Gaza ceasefire largely holding after day-long flareup



[ad_1]

GAZA (Reuters) – A ceasefire between Israel and Gaza activist groups appeared on Sunday, ending the most intensive flare-up in violence around the Palestinian enclave since 2014.

A Palestinian man looks at the Ministry of Religious Affairs that is damaged by Israeli air strikes in Gaza City July 15, 2018. REUTERS / Suhaib Salem

In a day of fierce fighting on Saturday, Israel carried out dozens of air strikes in Gaza, killing two people, and Gaza activists fired more than 100 rockets across the border, wounding three people in a southern Israeli town.

The ceasefire, the second one between the two sides to be brokered by Egypt this year after a previous day-long flare-up in May, came into force late on Saturday.
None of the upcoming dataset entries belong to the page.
PR #554, opened 2022-02-07
Update README.md for async/await

dnadoba:
We want to highlight the new async/await API in the README. 
- add new examples for async/await but keeps old examples for SwiftNIOs `EventLoopFuture`s
- change URL used in examples from swift.org to apple.com because swift.org doesn't respect that we don't support compression by default which results in gibberish output if examples are run by users.
- increase recommended Xcode Version to 13.2 and Swift Version to 5.5.2
- increase recommend AsyncHTTPClient version to `1.9.0`

### DIFF
--- a/README.md
+++ b/README.md
@@ -2,6 +2,7 @@
 This package provides simple HTTP Client library built on top of SwiftNIO.
 
 This library provides the following:
+- First class support for Swift Concurrency (since version 1.9.0)
 - Asynchronous and non-blocking request methods
 - Simple follow-redirects (cookie headers are dropped)
 - Streaming body download
@@ -11,7 +12,7 @@ This library provides the following:
 
 ---
 
-**NOTE**: You will need [Xcode 11.4](https://apps.apple.com/gb/app/xcode/id497799835?mt=12) or [Swift 5.2](https://swift.org/download/#swift-52) to try out `AsyncHTTPClient`.
+**NOTE**: You will need [Xcode 13.2](https://apps.apple.com/gb/app/xcode/id497799835?mt=12) or [Swift 5.5.2](https://swift.org/download/#swift-552) to try out `AsyncHTTPClient`s new async/await APIs.
 
 ---
 
@@ -21,7 +22,7 @@ This library provides the following:
 Add the following entry in your <code>Package.swift</code> to start using <code>HTTPClient</code>:
 
 ```swift
-.package(url: "https://github.com/swift-server/async-http-client.git", from: "1.0.0")
+.package(url: "https://github.com/swift-server/async-http-client.git", from: "1.9.0")
 ```
 and  `AsyncHTTPClient` dependency to your target:
 ```swift
@@ -40,7 +41,21 @@ If your application does not use SwiftNIO yet, it is acceptable to use `eventLoo
 import AsyncHTTPClient
 
 let httpClient = HTTPClient(eventLoopGroupProvider: .createNew)
-httpClient.get(url: "https://swift.org").whenComplete { result in
+
+/// MARK: - Using Swift Concurrency
+let request = HTTPClientRequest(url: "https://apple.com/")
+let response = try await httpClient.execute(request, timeout: .seconds(30))
+print("HTTP head", response)
+if response.status == .ok {
+    let body = try await response.body.collect(upTo: 1024 * 1024) // 1 MB
+    // handle body
+} else {
+    // handle remote error
+}
+
+
+/// MARK: - Using SwiftNIO EventLoopFuture
+httpClient.get(url: "https://apple.com/").whenComplete { result in
     switch result {
     case .failure(let error):
         // process error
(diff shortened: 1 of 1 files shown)


README.md
```diff
@@ -67,7 +107,7 @@ defer {
     try? httpClient.syncShutdown()
 }
 
-var request = try HTTPClient.Request(url: "https://swift.org", method: .POST)
+var request = try HTTPClient.Request(url: "https://apple.com/", method: .POST)
```
fabianfett, line 110: Why was this one changed?

README.md
```diff
@@ -105,7 +145,38 @@ httpClient.execute(request: request, deadline: .now() + .milliseconds(1))
...
+for try await buffer in response.body {
+    // For this example, we are just interested in the size of the fragment
+    receivedBytes += buffer.readableBytes
+    
+    if let expectedBytes = expectedBytes {
+        // if the body size is known, we calculate a progress indicator
+        let progress = Double(receivedBytes)/Double(expectedBytes)
+        print("progress: \(Int(progress * 100))%")
+    }
+    // in case backpressure is needed, all reads will be paused until the end of the for loop.
```
fabianfett, line 173: backpressure has nothing todo with the loop, and I don't think we should explain it here. It just works ;)

README.md
```diff
@@ -105,7 +145,38 @@ httpClient.execute(request: request, deadline: .now() + .milliseconds(1))
...
+}
+print("did receive \(receivedBytes) bytes")
```
fabianfett, line 175: close AHC?

README.md
dnadoba: I think we should mentioned this at least somewhere. AFAIK, this is not documented anywhere or am I missing something? This is a really great feature and we should definitely mention it.

README.md
dnadoba: swift.org doesn't respect that we don't support compression by default which results in gibberish responses

README.md
dnadoba: The full example has the shutdown(): https://github.com/swift-server/async-http-client/blob/3405d11bf46e0be3130aa318cceefa1941752618/Examples/StreamingByteCounter/StreamingByteCounter.swift#L25-L52
We would need to nest it in a do catch to be correct but I'm fine with it if you want to add it. I didn't add it because the old one also has no shutdown. However, I'm just discovering that the old examples doesn't create an AsyncHTTPClient, it just assumes that there is one. I see two options:
- remove HTTPClient creation
- or add shutdown
WDYT?

README.md
```diff
@@ -40,7 +41,21 @@ If your application does not use SwiftNIO yet, it is acceptable to use `eventLoo
...
+/// MARK: - Using Swift Concurrency
+let request = HTTPClientRequest(url: "https://apple.com/")
+let response = try await httpClient.execute(request, timeout: .seconds(30))
+print("HTTP head", response)
+if response.status == .ok {
+    let body = try await response.body.collect(upTo: 1024 * 1024) // 1 MB
+    // handle body
+} else {
+    // handle remote error
+}
```
Lukasa, line 54: So much nicer! :tada:

README.md
```diff
@@ -58,7 +73,32 @@ You should always shut down `HTTPClient` instances you created using `try httpCl
 
 ## Usage guide
 
-Most common HTTP methods are supported out of the box. In case you need to have more control over the method, or you want to add headers or body, use the `HTTPRequest` struct:
+The default HTTP Method is `GET`. In case you need to have more control over the method, or you want to add headers or body, use the `HTTPClientRequest` struct:
+#### Using Swift Concurrency
+```swift
```
Lukasa, line 78: As a mild nit, a bit more whitespace around this would make it read nicer when we look at it in plaintext.

README.md
Lukasa: I'm with @dnadoba that we should mention it, but I'm with @fabianfett that I don't think we need to explain it: it just works. In this case, maybe at the top of the loop I'd change that comment to something like:

```
// asynchronously iterates over all body fragments
// this loop will automatically propagate backpressure correctly
```

README.md
Lukasa: I think add the shutdown and nest in a do catch.

fabianfett (approved):
Awesome!

README.md
```diff
@@ -11,7 +12,7 @@ This library provides the following:
 
 ---
 
-**NOTE**: You will need [Xcode 11.4](https://apps.apple.com/gb/app/xcode/id497799835?mt=12) or [Swift 5.2](https://swift.org/download/#swift-52) to try out `AsyncHTTPClient`.
+**NOTE**: You will need [Xcode 13.2](https://apps.apple.com/gb/app/xcode/id497799835?mt=12) or [Swift 5.5.2](https://swift.org/download/#swift-552) to try out `AsyncHTTPClient`s new async/await APIs.
```
glbrntt, line 15: Should this note be added in addition to the previous one?

README.md
```diff
@@ -105,7 +148,43 @@ httpClient.execute(request: request, deadline: .now() + .milliseconds(1))
...
+    var receivedBytes = 0
+    // asynchronously iterates over all body fragments
+    // this loop will automatically propagate backpressure correctly
+    for try await buffer in response.body {
+        // for this example, we are just interested in the size of the fragment
+        receivedBytes += buffer.readableBytes
+        
+        if let expectedBytes = expectedBytes {
+            // if the body size is known, we calculate a progress indicator
+            let progress = Double(receivedBytes)/Double(expectedBytes)
```
glbrntt, line 174: nit, space makes it more readable:

```suggestion
            let progress = Double(receivedBytes) / Double(expectedBytes)
```

glbrntt (approved):
Looks good, I left two tiny nits though

README.md
dnadoba: I think this is now fairly old and we can remove it. I think (or at least hope) that every new user is already on an Xcode/Swift version that came out in the last 2 years.

glbrntt: True, and we're about to drop support for 5.2 and 5.3 anyway!

PR #558, opened 2022-02-10
Crash fix: HTTP2ClientRequestHandler can deal with failing writes

fabianfett:
### Motivation

AHC can currently not deal with direct failures when writing requests.

### Changes

- Make `HTTP2ClientRequestHandler` resilient to failing writes

### Result

Less crashes in AHC HTTP/2.

### DIFF
--- a/Sources/AsyncHTTPClient/ConnectionPool/HTTP2/HTTP2ClientRequestHandler.swift
+++ b/Sources/AsyncHTTPClient/ConnectionPool/HTTP2/HTTP2ClientRequestHandler.swift
@@ -139,30 +139,13 @@ final class HTTP2ClientRequestHandler: ChannelDuplexHandler {
     // MARK: Run Actions
 
     private func run(_ action: HTTPRequestStateMachine.Action, context: ChannelHandlerContext) {
-        // NOTE: We can bang the request in the following actions, since the `HTTPRequestStateMachine`
-        //       ensures, that actions that require a request are only called, if the request is
-        //       still present. The request is only nilled as a response to a state machine action
-        //       (.failRequest or .succeedRequest).
-
         switch action {
         case .sendRequestHead(let head, let startBody):
-            if startBody {
-                context.writeAndFlush(self.wrapOutboundOut(.head(head)), promise: nil)
-                self.request!.requestHeadSent()
-                self.request!.resumeRequestBodyStream()
-            } else {
-                context.write(self.wrapOutboundOut(.head(head)), promise: nil)
-                context.write(self.wrapOutboundOut(.end(nil)), promise: nil)
-                context.flush()
-
-                self.request!.requestHeadSent()
-
-                if let timeoutAction = self.idleReadTimeoutStateMachine?.requestEndSent() {
-                    self.runTimeoutAction(timeoutAction, context: context)
-                }
-            }
+            self.sendRequestHead(head, startBody: startBody, context: context)
 
         case .pauseRequestBodyStream:
+            // We can force unwrap the request here, as we have just validated in the state machine,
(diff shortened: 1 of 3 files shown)


Sources/AsyncHTTPClient/ConnectionPool/HTTP2/HTTP2ClientRequestHandler.swift
```diff
@@ -204,13 +198,42 @@ final class HTTP2ClientRequestHandler: ChannelDuplexHandler {
...
+    private func sendRequestHead(_ head: HTTPRequestHead, startBody: Bool, context: ChannelHandlerContext) {
+        if startBody {
+            context.writeAndFlush(self.wrapOutboundOut(.head(head)), promise: nil)
+
+            // The above write might trigger an error, which may lead to a call to `errorCaught`,
+            // which in turn, may fail the request and pop it from the handler. For this reason
+            // we must check if the request is still present here.
+            guard let request = self.request else { return }
+            request.requestHeadSent()
+            request.resumeRequestBodyStream()
```
glbrntt, line 219: Is it possible that as a result of writing we still have a request but are _not_ in a state where it would make sense to call either of these? `requestHeadSent()` _seems_ like it should be fine since that's just what we did, it's the `resumeRequestBodyStream()` I'm curious about.

fabianfett: Good question... I guess the big one here would be a change in writability...

Sources/AsyncHTTPClient/ConnectionPool/HTTP2/HTTP2ClientRequestHandler.swift
```diff
@@ -182,18 +165,29 @@ final class HTTP2ClientRequestHandler: ChannelDuplexHandler {
...
+            // We can force unwrap the request here, as we have just validated in the state machine,
+            // that the request is neither failed nor finished yet
             self.request!.receiveResponseHead(head)
-            if pauseRequestBodyStream {
-                self.request!.pauseRequestBodyStream()
+            if pauseRequestBodyStream, let request = self.request {
+                // The above response head forward might lead the request to mark itself as
+                // cancelled, which in turn might pop the request of the handler. For this reason we
+                // must check if the request is still present here.
+                request.pauseRequestBodyStream()
```
karwa, line 180: This all seems very fragile. Each action is very tightly coupled to the state machine to check its own internal state, and some of these methods require non-local reasoning (e.g. calling a method on a request which reaches up and nils that request variable in its owner object) are also fragile.

It's perhaps worth questioning: with the tight coupling, is it worth dispatching all of these operations with a single enum? Perhaps each case should be an individual method, invoked directly with the unwrapped request value. The cancellation stuff is also not ideal but I don't have a concrete suggestion at this time.

Certainly the crash fix is important and I'm _not_ suggesting it be delayed for refactoring, but it's maybe worth making a note to take another look at it later, and see if it can be made more robust.

fabianfett: Very much agree!

Sources/AsyncHTTPClient/ConnectionPool/HTTP2/HTTP2ClientRequestHandler.swift
fabianfett: On second thought. Nope this should be fine. The first is very much just informal, the second one triggers an action... Since the first is informal, no worries! ☮️

weissi (approved):
Thank you

glbrntt (approved):

PR #561, opened 2022-02-15
SSLProtocol tls* deprecations

weissi:
Motivation:

SSLProtocol's tlsProtocol* members are deprecated but we need them in compatibility code (breaks SemVer otherwise).

Modification:

Annotate the legacy function as such.

Result:

Fewer warnings.


Lukasa:
Merging over the 5.6 and main failures, both of which are related to sendable.

PR #580, opened 2022-04-11
[Redirect] Allow redirect response to have body

### LINKED ISSUE #574: GET to a URL with a redirection never completes nor times out
Hi there, 
I realized some requests in our backend are getting stuck, they don't complete or finish unless I set a deadline.
Upon further investigation, the requests that are getting stuck are ones with a redirect. Doing a `HEAD` instead of a `GET` does result in a response (with a 301 status when disabling redirects in the client).

I'm trying to use the `FileDownloadDelegate` and I also noticed that nothing is getting called (no calls to reportHead or reportProgress). But as I cannot issue a simple `GET` I guess that the issue is not in the `FileDownloadDelegate`.

This is some sample code that reproduces the issue:
```swift
import AsyncHTTPClient

let url = "https://ipfs.infura.io/ipfs/QmVES23Brg2HP2Cn5AEzkiToYpAPxvYfXrHbrg91ScLUES/image.jpeg"

let response = try httpClient.execute(request: .init(url: url, method: .GET)).wait()

print(response)
```
When running that on my Mac (Xcode 13.3 Apple Swift version 5.6 (swiftlang-5.6.0.323.62 clang-1316.0.20.8)), the request never completes.

Changing the `.GET` to a `.HEAD` does make the request complete successfully.

---

To workaround this issue, I'm creating an HTTPClient that does not follow redirects, to be able to inspect the `location` header and then use that URL on the client that downloads files.
I also noticed that if you do a `HEAD` request to a URL that will perform a redirect, there seems to be no way of obtaining the redirected URL (hence having to disable redirects on the workaround client). That would also be a nice to have.

Might be related to #538

fabianfett:
### Motivation

Currently, we don’t consume the response body of redirect responses. Because of this requests, that receive a redirect response with response body, may hang indefinitely.

### Changes

- Consume redirect response body if less than 3kb
- Cancel redirect response if larger than 3kb

### Result

Redirect responses are consumed. Fixes #574

### DIFF
--- a/Sources/AsyncHTTPClient/RequestBag+StateMachine.swift
+++ b/Sources/AsyncHTTPClient/RequestBag+StateMachine.swift
@@ -16,6 +16,16 @@ import struct Foundation.URL
 import NIOCore
 import NIOHTTP1
 
+extension HTTPClient {
+    /// The maximum body size allowed, before a redirect response is cancelled. 3KB.
+    ///
+    /// Why 3KB? We feel like this is a good compromise between potentially reusing the
+    /// connection in HTTP/1.1 mode (if we load all data from the redirect response we can
+    /// reuse the connection) and not being to wasteful in the amount of data that is thrown
+    /// away being transferred.
+    fileprivate static let maxBodySizeRedirectResponse = 1024 * 3
+}
+
 extension RequestBag {
     struct StateMachine {
         fileprivate enum State {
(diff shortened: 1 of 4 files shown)


fabianfett:
@swift-server-bot test this please!

Lukasa (approved):

Issue #7, opened 2018-11-28
Add strict scope mode and scope inheritance in non strict mode


klja:
Requested token should be validated against scopes defined on client.
If no scopes are requested they should be inherited from client scopes.

Proposed behavior for each use case:

| Storage | Client | Request | Token               |
|---------|--------|---------|---------------------|
| A, B, C | A      |         | A / Invalid scope   |
| A, B, C | A      | A       | A                   |
| A, B, C | A      | B       | Invalid scope       |
| A, B, C | A      | F       | Invalid scope       |
| A, B, C | F      |  *      | Invalid scope       |
| A, B, C |        | A       | A / Invalid scope   |
|         |        | *       | Invalid scope       |
| A,B, C  | A, B   |         | A,B / Invalid scope |

For examples that are defined with / (A / Invalid scope) - exact behavior would be defined through configuration. If _strict_ scope behaviour is set to _true_ Invalid scope exception is thrown, otherwise scope is inherited from client / storage.

spideyfusion:
Scope management has been revamped in https://github.com/trikoder/oauth2-bundle/pull/24.

PR #8, opened 2018-12-10
Add strict scope mode

klja:
Scopes missing in token request throw invalid token exception in strict mode.
In non strict mode, if scopes are missing in the request they are inherited from client or configuration #7


spideyfusion:
Scope management has been revamped in https://github.com/trikoder/oauth2-bundle/pull/24.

A Palestinian Passage in the City of Gaza City, July 15, 2018. REUTERS / Suhaib Salem

The Israeli military said that in the initial hours of the ceasefire militants fired two rockets towards Israel, of which one was intercepted by its Iron Dome system. There were no reports of an Israeli counter-attack in Gaza.

Some hours afterwards, activists fired another two mortar bombs towards Israel, which responded by striking the dead tube used in the attack, the military said.

Weekly clashes at the Israel-Gaza border have kept tensions at a high for months. More than 130 Palestinians have been killed by Israeli forces on Friday, Gaza medics said.

Israeli Prime Minister Benjamin Netanyahu said Saturday's attacks targeted Gaza's dominant Hamas Islamists, whom Israel accuses of stoking violence with the "Great March of Return" demonstrations, which have included attempts to breach Israel's border fence.

Slideshow (12 Images)

Netanyahu has been attacked by the world over the past few days.

Israel's Intelligence Minister Israel Katz said it was meant to be an end to such attacks but should not be part of a military campaign against the Palestinian territory of 2 million, devastated by seven weeks of war years ago.

Thousands were expected to wait for the funerals on Sunday of two Palestinian attacks killed in one of the Israeli attacks.

A father and his son were killed in an explosion in Gaza on Sunday. No blame was cast on Israel and the police said they had launched an investigation into the cause of the blast.